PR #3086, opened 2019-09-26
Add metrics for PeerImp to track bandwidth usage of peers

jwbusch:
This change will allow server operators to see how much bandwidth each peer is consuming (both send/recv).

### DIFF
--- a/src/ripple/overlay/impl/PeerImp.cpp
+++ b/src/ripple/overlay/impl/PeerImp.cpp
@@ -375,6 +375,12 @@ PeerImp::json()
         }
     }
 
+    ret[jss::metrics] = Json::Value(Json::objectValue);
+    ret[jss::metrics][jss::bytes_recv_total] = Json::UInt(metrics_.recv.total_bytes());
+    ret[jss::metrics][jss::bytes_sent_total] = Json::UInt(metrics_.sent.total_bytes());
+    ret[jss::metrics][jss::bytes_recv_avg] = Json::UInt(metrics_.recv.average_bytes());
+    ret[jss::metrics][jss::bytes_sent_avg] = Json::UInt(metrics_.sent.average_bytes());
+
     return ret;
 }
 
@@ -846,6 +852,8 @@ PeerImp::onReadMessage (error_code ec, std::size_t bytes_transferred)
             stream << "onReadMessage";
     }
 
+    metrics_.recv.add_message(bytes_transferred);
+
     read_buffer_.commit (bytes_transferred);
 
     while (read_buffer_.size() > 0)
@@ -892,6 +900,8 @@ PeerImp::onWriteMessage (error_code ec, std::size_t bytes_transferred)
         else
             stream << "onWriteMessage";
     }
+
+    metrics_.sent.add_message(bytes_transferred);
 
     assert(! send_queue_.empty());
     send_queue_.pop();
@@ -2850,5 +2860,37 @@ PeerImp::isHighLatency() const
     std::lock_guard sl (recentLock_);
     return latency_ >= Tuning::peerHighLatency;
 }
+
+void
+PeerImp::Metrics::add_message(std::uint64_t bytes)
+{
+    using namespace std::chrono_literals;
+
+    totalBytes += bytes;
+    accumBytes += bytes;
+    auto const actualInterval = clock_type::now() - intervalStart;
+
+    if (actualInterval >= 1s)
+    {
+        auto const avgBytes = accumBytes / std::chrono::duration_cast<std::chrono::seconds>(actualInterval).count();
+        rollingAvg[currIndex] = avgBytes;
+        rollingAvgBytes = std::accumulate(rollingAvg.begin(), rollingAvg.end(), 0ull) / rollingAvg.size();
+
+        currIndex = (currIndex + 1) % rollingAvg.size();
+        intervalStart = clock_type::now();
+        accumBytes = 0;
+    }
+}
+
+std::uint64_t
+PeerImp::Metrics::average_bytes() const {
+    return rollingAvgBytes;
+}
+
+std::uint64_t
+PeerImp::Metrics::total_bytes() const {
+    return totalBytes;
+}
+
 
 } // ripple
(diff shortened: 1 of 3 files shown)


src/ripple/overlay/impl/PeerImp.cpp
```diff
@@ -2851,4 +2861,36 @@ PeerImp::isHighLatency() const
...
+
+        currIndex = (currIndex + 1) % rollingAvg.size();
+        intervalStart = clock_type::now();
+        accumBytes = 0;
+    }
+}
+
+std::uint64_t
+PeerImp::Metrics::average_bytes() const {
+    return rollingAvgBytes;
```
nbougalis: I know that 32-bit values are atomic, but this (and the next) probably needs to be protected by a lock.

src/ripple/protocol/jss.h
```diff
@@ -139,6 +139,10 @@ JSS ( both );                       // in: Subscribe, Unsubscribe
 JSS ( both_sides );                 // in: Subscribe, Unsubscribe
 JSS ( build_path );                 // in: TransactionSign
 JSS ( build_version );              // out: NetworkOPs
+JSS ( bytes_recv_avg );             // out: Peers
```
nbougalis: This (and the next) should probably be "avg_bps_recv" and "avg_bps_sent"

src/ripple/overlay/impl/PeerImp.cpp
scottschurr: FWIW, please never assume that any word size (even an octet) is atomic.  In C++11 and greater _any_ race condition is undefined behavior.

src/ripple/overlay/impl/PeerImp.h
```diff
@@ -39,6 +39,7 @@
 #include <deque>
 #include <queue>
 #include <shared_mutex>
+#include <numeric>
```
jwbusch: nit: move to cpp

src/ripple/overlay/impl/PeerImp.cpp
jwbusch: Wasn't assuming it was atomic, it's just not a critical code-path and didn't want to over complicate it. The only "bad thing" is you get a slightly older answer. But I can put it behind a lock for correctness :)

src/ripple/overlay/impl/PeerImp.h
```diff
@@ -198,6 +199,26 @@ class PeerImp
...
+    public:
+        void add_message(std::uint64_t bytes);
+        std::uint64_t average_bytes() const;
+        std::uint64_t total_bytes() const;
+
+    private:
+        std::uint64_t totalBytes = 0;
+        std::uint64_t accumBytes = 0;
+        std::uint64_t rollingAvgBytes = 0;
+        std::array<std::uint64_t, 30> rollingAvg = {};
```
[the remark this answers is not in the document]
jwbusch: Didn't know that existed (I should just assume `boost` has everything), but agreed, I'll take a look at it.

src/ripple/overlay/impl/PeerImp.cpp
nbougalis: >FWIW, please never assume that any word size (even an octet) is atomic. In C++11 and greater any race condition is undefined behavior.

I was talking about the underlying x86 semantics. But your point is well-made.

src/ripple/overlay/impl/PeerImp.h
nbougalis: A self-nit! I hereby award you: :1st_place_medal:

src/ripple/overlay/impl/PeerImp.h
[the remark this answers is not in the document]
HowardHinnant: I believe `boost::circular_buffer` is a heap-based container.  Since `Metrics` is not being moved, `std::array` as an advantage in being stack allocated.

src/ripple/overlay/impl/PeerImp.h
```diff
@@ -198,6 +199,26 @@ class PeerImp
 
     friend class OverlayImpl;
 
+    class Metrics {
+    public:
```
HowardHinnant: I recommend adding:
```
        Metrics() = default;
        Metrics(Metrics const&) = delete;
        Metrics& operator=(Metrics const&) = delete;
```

#####

### WHAT YOU HAVE TO DO
Show all lines above containing "race".

### EXERCISE OUTPUT
scottschurr: FWIW, please never assume that any word size (even an octet) is atomic.  In C++11 and greater _any_ race condition is undefined behavior.
nbougalis: >FWIW, please never assume that any word size (even an octet) is atomic. In C++11 and greater any race condition is undefined behavior.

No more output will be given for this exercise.